If one method tends to measure more than the other method by a fixed offset, we call that an additive bias:

offset = 1

measurement_r1 = radii +  np.random.normal(0, scale=0.5, size=(100))
measurement_r2 = radii +  np.random.normal(0, scale=0.5, size=(100)) + offset

print(measurement_r1[:5])
print(measurement_r2[:5])
[14.59435321 15.35641134 14.14844843 15.51343634 12.68685903]
[15.78157031 17.17752145 15.24547858 16.41070381 14.51073123]

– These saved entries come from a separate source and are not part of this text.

Issue #25991, opened 2021-12-17
[MQ] Suggested Refactorings to unify LROs


annelo-msft:

annelo-msft:
Suggestion in https://github.com/Azure/azure-sdk-for-net/issues/29072

annelo-msft:
Issue in NextLinkOperationImplementation: https://github.com/Azure/azure-sdk-for-net/issues/44640

PR #29033, opened 2022-05-30
Add scope of waitForCompletion in LRO

### LINKED ISSUE #2236: WaitForCompletion scope is not included in the LowLevelFuncOperation
We have below code ([full version](https://github.com/Azure/autorest.csharp/blob/86230daa6868fb0eb63939fff4801fce5efcb4af/test/AutoRest.TestServerLowLevel.Tests/dpg-customization.cs#L101-L105)):
```C#
Operation<BinaryData> result = await new DPGClient(Key, host, null).LroAsync(WaitUntil.Started, "raw");
await result.WaitForCompletionAsync();
```
According to https://github.com/Azure/autorest.csharp/issues/2233#issuecomment-1127819652:

**Expected behavior:** we should have scope `DPGClient.Lro.WaitForCompletion`
**Actual behavior:** now we have scope `DPGClient.Lro.UpdateStatus`

**Root cause:** 
We return LowLevelFuncOperation which has OperationInternalBase inside with only _updateStatusScopeName (no _waitForCompletionScopeName as what ConvertOperation does)

pshao25:
Fix https://github.com/Azure/autorest.csharp/issues/2236

### DIFF
--- a/sdk/core/Azure.Core/src/Shared/OperationInternalBase.cs
+++ b/sdk/core/Azure.Core/src/Shared/OperationInternalBase.cs
@@ -121,7 +121,7 @@ namespace Azure.Core
         /// <returns>The last HTTP response received from the server, including the final result of the long-running operation.</returns>
         /// <exception cref="RequestFailedException">Thrown if there's been any issues during the connection, or if the operation has completed with failures.</exception>
         public async ValueTask<Response> WaitForCompletionResponseAsync(CancellationToken cancellationToken)
-            => await WaitForCompletionResponseAsync(async: true, null, cancellationToken).ConfigureAwait(false);
+            => await WaitForCompletionResponseAsync(async: true, null, _waitForCompletionResponseScopeName, cancellationToken).ConfigureAwait(false);
 
         /// <summary>
         /// Periodically calls <see cref="UpdateStatusAsync(CancellationToken)"/> until the long-running operation completes. The interval
@@ -142,7 +142,7 @@ namespace Azure.Core
         /// <returns>The last HTTP response received from the server, including the final result of the long-running operation.</returns>
         /// <exception cref="RequestFailedException">Thrown if there's been any issues during the connection, or if the operation has completed with failures.</exception>
         public async ValueTask<Response> WaitForCompletionResponseAsync(TimeSpan pollingInterval, CancellationToken cancellationToken)
-            => await WaitForCompletionResponseAsync(async: true, pollingInterval, cancellationToken).ConfigureAwait(false);
+            => await WaitForCompletionResponseAsync(async: true, pollingInterval, _waitForCompletionResponseScopeName, cancellationToken).ConfigureAwait(false);
 
         /// <summary>
         /// Periodically calls <see cref="UpdateStatus(CancellationToken)"/> until the long-running operation completes.
@@ -162,7 +162,7 @@ namespace Azure.Core
         /// <returns>The last HTTP response received from the server, including the final result of the long-running operation.</returns>
         /// <exception cref="RequestFailedException">Thrown if there's been any issues during the connection, or if the operation has completed with failures.</exception>
         public Response WaitForCompletionResponse(CancellationToken cancellationToken)
-            => WaitForCompletionResponseAsync(async: false, null, cancellationToken).EnsureCompleted();
+            => WaitForCompletionResponseAsync(async: false, null, _waitForCompletionResponseScopeName, cancellationToken).EnsureCompleted();
 
         /// <summary>
         /// Periodically calls <see cref="UpdateStatus(CancellationToken)"/> until the long-running operation completes. The interval
@@ -183,9 +183,9 @@ namespace Azure.Core
         /// <returns>The last HTTP response received from the server, including the final result of the long-running operation.</returns>
         /// <exception cref="RequestFailedException">Thrown if there's been any issues during the connection, or if the operation has completed with failures.</exception>
         public Response WaitForCompletionResponse(TimeSpan pollingInterval, CancellationToken cancellationToken)
-            => WaitForCompletionResponseAsync(async: false, pollingInterval, cancellationToken).EnsureCompleted();
+            => WaitForCompletionResponseAsync(async: false, pollingInterval, _waitForCompletionResponseScopeName, cancellationToken).EnsureCompleted();
 
-        protected async ValueTask<Response> WaitForCompletionResponseAsync(bool async, TimeSpan? pollingInterval, CancellationToken cancellationToken)
+        protected async ValueTask<Response> WaitForCompletionResponseAsync(bool async, TimeSpan? pollingInterval, string scopeName, CancellationToken cancellationToken)
         {
             // If _responseLock has the value, lockOrValue will contain that value, and no lock is acquired.
             // If _responseLock doesn't have the value, GetLockOrValueAsync will acquire the lock that will be released when lockOrValue is disposed
@@ -195,7 +195,7 @@ namespace Azure.Core
                 return lockOrValue.Value;
             }
 
-            using var scope = CreateScope(_waitForCompletionResponseScopeName);
+            using var scope = CreateScope(scopeName);
             try
             {
                 var poller = new OperationPoller(_fallbackStrategy);
--- a/sdk/core/Azure.Core/src/Shared/OperationInternalBase.cs
+++ b/sdk/core/Azure.Core/src/Shared/OperationInternalBase.cs
@@ -19,12 +19,13 @@ namespace Azure.Core
         private readonly DelayStrategy? _fallbackStrategy;
         private readonly AsyncLockWithValue<Response> _responseLock;
 
-        protected readonly string _operationTypeName;
+        private readonly string? _waitForCompletionResponseScopeName;
+        protected readonly string? _updateStatusScopeName;
+        protected readonly string? _waitForCompletionScopeName;
 
         protected OperationInternalBase(Response rawResponse)
         {
             _diagnostics = new ClientDiagnostics(ClientOptions.Default);
-            _operationTypeName = string.Empty;
             _scopeAttributes = default;
             _fallbackStrategy = default;
             _responseLock = new AsyncLockWithValue<Response>(rawResponse);
@@ -33,7 +34,9 @@ namespace Azure.Core
         protected OperationInternalBase(ClientDiagnostics clientDiagnostics, string operationTypeName, IEnumerable<KeyValuePair<string, string>>? scopeAttributes = null, DelayStrategy? fallbackStrategy = null)
         {
             _diagnostics = clientDiagnostics;
-            _operationTypeName = operationTypeName;
+            _updateStatusScopeName = $"{operationTypeName}.UpdateStatus";
+            _waitForCompletionResponseScopeName = $"{operationTypeName}.WaitForCompletionResponse";
+            _waitForCompletionScopeName = $"{operationTypeName}.WaitForCompletion";
             _scopeAttributes = scopeAttributes?.ToDictionary(kvp => kvp.Key, kvp => kvp.Value);
             _fallbackStrategy = fallbackStrategy;
             _responseLock = new AsyncLockWithValue<Response>();
@@ -179,7 +182,7 @@ namespace Azure.Core
         public Response WaitForCompletionResponse(TimeSpan pollingInterval, CancellationToken cancellationToken)
             => WaitForCompletionResponseAsync(async: false, pollingInterval, cancellationToken).EnsureCompleted();
 
-        private async ValueTask<Response> WaitForCompletionResponseAsync(bool async, TimeSpan? pollingInterval, CancellationToken cancellationToken)
+        protected async ValueTask<Response> WaitForCompletionResponseAsync(bool async, TimeSpan? pollingInterval, CancellationToken cancellationToken)
         {
             // If _responseLock has the value, lockOrValue will contain that value, and no lock is acquired.
             // If _responseLock doesn't have the value, GetLockOrValueAsync will acquire the lock that will be released when lockOrValue is disposed
@@ -189,7 +192,7 @@ namespace Azure.Core
                 return lockOrValue.Value;
             }
 
-            using var scope = CreateScope(string.IsNullOrEmpty(_operationTypeName) ? string.Empty : $"{_operationTypeName}.WaitForCompletionResponse");
+            using var scope = CreateScope(_waitForCompletionResponseScopeName!);
             try
             {
                 var poller = new OperationPoller(_fallbackStrategy);
@@ -228,5 +231,10 @@ namespace Azure.Core
         protected async ValueTask<RequestFailedException> CreateException(bool async, Response response) => async
             ? await _diagnostics.CreateRequestFailedExceptionAsync(response).ConfigureAwait(false)
             : _diagnostics.CreateRequestFailedException(response);
+
+        protected bool TryGetResponseValue(out Response? value)
+        {
+            return _responseLock.TryGetValue(out value);
+        }
     }
 }
--- a/sdk/core/Azure.Core/src/Shared/OperationInternalBase.cs
+++ b/sdk/core/Azure.Core/src/Shared/OperationInternalBase.cs
@@ -16,6 +16,7 @@ namespace Azure.Core
     {
         private readonly ClientDiagnostics _diagnostics;
         private readonly string _updateStatusScopeName;
+        private readonly string _waitForCompletionScopeName;
         private readonly IReadOnlyDictionary<string, string>? _scopeAttributes;
         private readonly DelayStrategy? _fallbackStrategy;
         private readonly AsyncLockWithValue<Response> _responseLock;
@@ -24,6 +25,7 @@ namespace Azure.Core
         {
             _diagnostics = new ClientDiagnostics(ClientOptions.Default);
             _updateStatusScopeName = string.Empty;
+            _waitForCompletionScopeName = string.Empty;
             _scopeAttributes = default;
             _fallbackStrategy = default;
             _responseLock = new AsyncLockWithValue<Response>(rawResponse);
@@ -33,6 +35,7 @@ namespace Azure.Core
         {
             _diagnostics = clientDiagnostics;
             _updateStatusScopeName = $"{operationTypeName}.UpdateStatus";
+            _waitForCompletionScopeName = $"{operationTypeName}.WaitForCompletion";
             _scopeAttributes = scopeAttributes?.ToDictionary(kvp => kvp.Key, kvp => kvp.Value);
             _fallbackStrategy = fallbackStrategy;
             _responseLock = new AsyncLockWithValue<Response>();
@@ -188,20 +191,29 @@ namespace Azure.Core
                 return lockOrValue.Value;
             }
 
-            var poller = new OperationPoller(_fallbackStrategy);
-            var response = async
-                ? await poller.WaitForCompletionResponseAsync(this, pollingInterval, cancellationToken).ConfigureAwait(false)
-                : poller.WaitForCompletionResponse(this, pollingInterval, cancellationToken);
+            using var scope = CreateScope(false);
+            try
+            {
+                var poller = new OperationPoller(_fallbackStrategy);
+                var response = async
+                    ? await poller.WaitForCompletionResponseAsync(this, pollingInterval, cancellationToken).ConfigureAwait(false)
+                    : poller.WaitForCompletionResponse(this, pollingInterval, cancellationToken);
 
-            lockOrValue.SetValue(response);
-            return response;
+                lockOrValue.SetValue(response);
+                return response;
+            }
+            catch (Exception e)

You can observe the offset in the Bland-Altman plot because the measurements are arranged around difference = offset:

bland_altman_plot(measurement_r1, measurement_r2)
plt.show()
../_images/01_Bland_altman_analysis_19_0.png

Multiplicative bias#

If one method always measures more than the other linearily depending on the measurement itself, we call that a multiplicative bias.

factor = 1.1

measurement_r1 = radii +  np.random.normal(0, scale=0.5, size=(100))
measurement_r2 = radii +  np.random.normal(0, scale=0.5, size=(100)) * factor

print(measurement_r1[:5])
print(measurement_r2[:5])
[14.89562962 16.54400292 14.14907105 14.94583762 13.03638946]
[15.29793478 16.16504215 13.21210776 15.03700252 13.72178155]
bland_altman_plot(measurement_r1, measurement_r2)
plt.show()
../_images/01_Bland_altman_analysis_22_0.png

As the effect is harder to see, we use a higher factor.

factor = 5

measurement_r1 = radii +  np.random.normal(0, scale=0.5, size=(100))
measurement_r2 = radii +  np.random.normal(0, scale=0.5, size=(100)) * factor + 5

print(measurement_r1[:5])
print(measurement_r2[:5])

bland_altman_plot(measurement_r1, measurement_r2)
plt.show()
[14.53183782 15.69039334 14.24592791 14.49140603 13.28029871]
[16.90801151 25.25274655 16.87634905 18.05211977 16.36020682]
../_images/01_Bland_altman_analysis_24_1.png

Exercise#

Process the banana dataset again, e.g. using a for-loop that goes through the folder ../data/banana/, and processes all the images. Measure the size of the banana slices using the scikit-image thresholding methods threshold_otsu and threshold_yen. Compare both methods using the techniques you learned above.